ISO 50! I usually gotta up to 800 in order to get sufficient DOF and keep the shutter speed at 1/125. Only aquarium lights. I don't have an offshoe cable and I depend on my onboard flash to trigger the wireless flashguns, which creates another problem - reflections. Haven't figured out to do this properly yet. Thanks for the tips!


----------



## CeeBee

Just picking myself up off the floor - they're amazing images.


----------



## John Starkey

Wow Mark,you just blow me away with your macro pics,the cherry shrimp shots are just awesome,
regards john.    .


----------



## Mark Evans

flygja said:
			
		

> I don't have an offshoe cable



jessops for a tenner.  



			
				CeeBee said:
			
		

> Just picking myself up off the floor - they're amazing images.



thanks Caroline.
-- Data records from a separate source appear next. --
PR #3937, opened 2018-11-21
Fixing broken reference of Tails installation page.

ultimatecoder:
## Status

Ready for review

## Testing

Verify the existing reference of Tails OS installation page is broken. Assert proposed link is working.

### DIFF
--- a/docs/set_up_tails.rst
+++ b/docs/set_up_tails.rst
@@ -36,9 +36,9 @@ create a bootable Tails USB drive. Follow the instructions at these
 links and then return to this page:
 
 -  `Download and verify the Tails
-   .iso <https://tails.boum.org/download/index.en.html>`__
+   .iso <https://tails.boum.org/install/download/index.en.html>`__
 -  `Install onto a USB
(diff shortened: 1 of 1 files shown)


docs/set_up_tails.rst
```diff
@@ -38,7 +38,7 @@ links and then return to this page:
 -  `Download and verify the Tails
    .iso <https://tails.boum.org/download/index.en.html>`__
 -  `Install onto a USB
-   drive <https://tails.boum.org/doc/first_steps/installation/index.en.html>`__
+   drive <https://tails.boum.org/install/index.en.html>`__
```
redshiftzero: Looks good, but replacing this link would make both the "Download and verify" (in the line above) and the "Install onto a USB drive" links go to the same place (the first link redirects to the change you have in this diff). Can we replace the first link ("Download and verify the Tails .iso") with https://tails.boum.org/install/download/index.en.html ?

ultimatecoder:
@redshiftzero  I have updated the docs according to your comment. Please review the changes again. Thanks :relaxed:

ultimatecoder:
@redshiftzero  Thanks for reviewing :blush:

Issue #3891, opened 2018-10-22
Update Ansible to 2.4.5 or later


emkll:
## Description

Ansible 2.4.2 is used in:
* https://github.com/freedomofpress/securedrop/blob/develop/securedrop/requirements/develop-requirements.txt
* https://github.com/freedomofpress/securedrop/blob/develop/admin/requirements.txt

There is currently a CVE associated to this version of Ansible: CVE-2018-10855:

>Ansible 2.5 prior to 2.5.5, and 2.4 prior to 2.4.5, do not honor the no_log task flag for failed tasks. When the no_log flag has been used to protect sensitive data passed to a task from being logged, and that task does not run successfully, Ansible will expose sensitive data in log files and on the terminal of the user running Ansible.

Securedrop does not use `no_log`, and as such this vulnerability does not directly affect Securedrop. Updating Ansible will be required for CI to pass safety checks.

## User Stories

As an admin, packages that are updated and do not have CVEs associated to them is good.

ultimatecoder:
Ansible 2.4 is EOL [source](https://docs.ansible.com/ansible/latest/reference_appendices/release_and_maintenance.html#release-status). Shouldn't it be upgraded to the lowest supported version which is [2.5.9](https://github.com/ansible/ansible/blob/stable-2.5/changelogs/CHANGELOG-v2.5.rst)?
Ansible v2.5.9 is greater than v2.5.5 as mentioned at [CVE-2018-10855](https://www.cvedetails.com/cve/CVE-2018-10855/).

redshiftzero:
Good flag @ultimatecoder, we should indeed update to at least the lowest supported version

ultimatecoder:
@redshiftzero Thanks!

PR #3943, opened 2018-11-27
ossec: set permissions on gpg homedir and contents

### LINKED ISSUE #3928: Rotating ossec key fails due to directory permissions on /var/ossec on mon server
## Description

If the ossec alert public key is changed on the admin workstation after an initial install, and `./securedrop-admin install` is run again, the install/update will fail with an Ansible error related to  directory permissions on `/var/ossec/.gnupg`

## Steps to Reproduce
with SD release 0.10.0:
- install 0.10.0 on app and mon servers via usual flow, including ossec setup
- change the file `~/Persistent/securedrop/install-files/ansible_base/ossec.pub` to a new pubkey
- run `./securedrop-admin install` again

## Expected Behavior
Installation completes without error

## Actual Behavior
Installation fails, as ossec user on the mon server doesn't have permission to write to `/var/ossec/.gnupg`

redshiftzero:
## Status

Ready for review

## Description of Changes

In bug #3928, problems with the permissions on the OSSEC gpg
keyring resulted in an error when attempting to import the OSSEC
public key.

This commit adds Ansible tasks to set the expected permissions
on the gpg homedir and its contents prior to attempting to import
the key

Fixes #3928.

note: some of this syntax i.e. `with_items` will need to get changed as part of #3891 

## Testing

0. Follow STR in #3928 and ensure the error does not occur

1. Test that fresh installs continue to work with this change 

2. Verify that the permissions I claim to be "the expected permissions" are indeed the right permissions

## Deployment

People are hitting this bug in prod when running `securedrop-admin install`, this will resolve as part of the workstation update in 0.11

## Checklist

[heads up did not get a chance to run tests locally, relying on CI and manual testing]

### DIFF
--- a/install_files/ansible-base/roles/ossec/defaults/main.yml
+++ b/install_files/ansible-base/roles/ossec/defaults/main.yml
@@ -21,3 +21,9 @@ ossec_is_client: False
 journalist_alert_gpg_public_key: ""
 journalist_gpg_fpr: ""
 journalist_alert_email: ""
+
+# These files should be created once an OSSEC key is imported.
+gpg_keyring_files:
+  - pubring.gpg
+  - secring.gpg
+  - trustdb.gpg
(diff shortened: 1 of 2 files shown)


redshiftzero:
thanks for review!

I'm looking for new shrimps to shoot now. it appears their a pain to get hold of



			
				john starkey said:
			
		

> Wow Mark,you just blow me away with your macro pics,the cherry shrimp shots are just awesome,



bless ya John, it's a lot of fun trying to capture these things. I'll never look at a shrimp in the same way. even now, looking at my cherries, I cant believe there's such beauty we cant see with out own eyes.


----------



## flygja

No Jessops where I live


----------